/---
PR #944, opened 2026-04-06
Fix TurboQuant crash with PromptCacheState prefix reuse

damonvjanis:
`stream_generate` crashes with `AttributeError: 'TurboQuantMSEState' object has no attribute 'shape'` when using TurboQuant (`kv_bits=3.5`) together with `prompt_cache_state` for multi-turn prefix reuse.

The cache trimming code assumes `.keys` is a raw tensor and does `c.keys.shape[2]` / `c.keys[:, :, :n, :]`. TurboQuant caches store quantized NamedTuples instead. Fix: use `c.trim()` which `TurboQuantKVCache` already provides.

Repro: call `stream_generate` twice with `prompt_cache_state=PromptCacheState()` and `kv_bits=3.5, kv_quant_scheme="turboquant"`. Second call crashes at line 691.

### DIFF
--- a/mlx_vlm/generate.py
+++ b/mlx_vlm/generate.py
@@ -688,12 +688,19 @@ def stream_generate(
             # Trim cache to prefix_len in case it includes generated tokens
             for c in kv_cache:
                 if hasattr(c, "keys") and c.keys is not None:
-                    cached_len = c.keys.shape[2]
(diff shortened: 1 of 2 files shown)


lucasnewman:
Resolved in https://github.com/Blaizzy/mlx-vlm/pull/1748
\---
Starting from the line that contains "cached_len = c.keys.shape[2]", transcribe each line to the end of the records above. Please add nothing.

▶ _Final answer_:
-                    cached_len = c.keys.shape[2]
(diff shortened: 1 of 2 files shown)


lucasnewman:
Resolved in https://github.com/Blaizzy/mlx-vlm/pull/1748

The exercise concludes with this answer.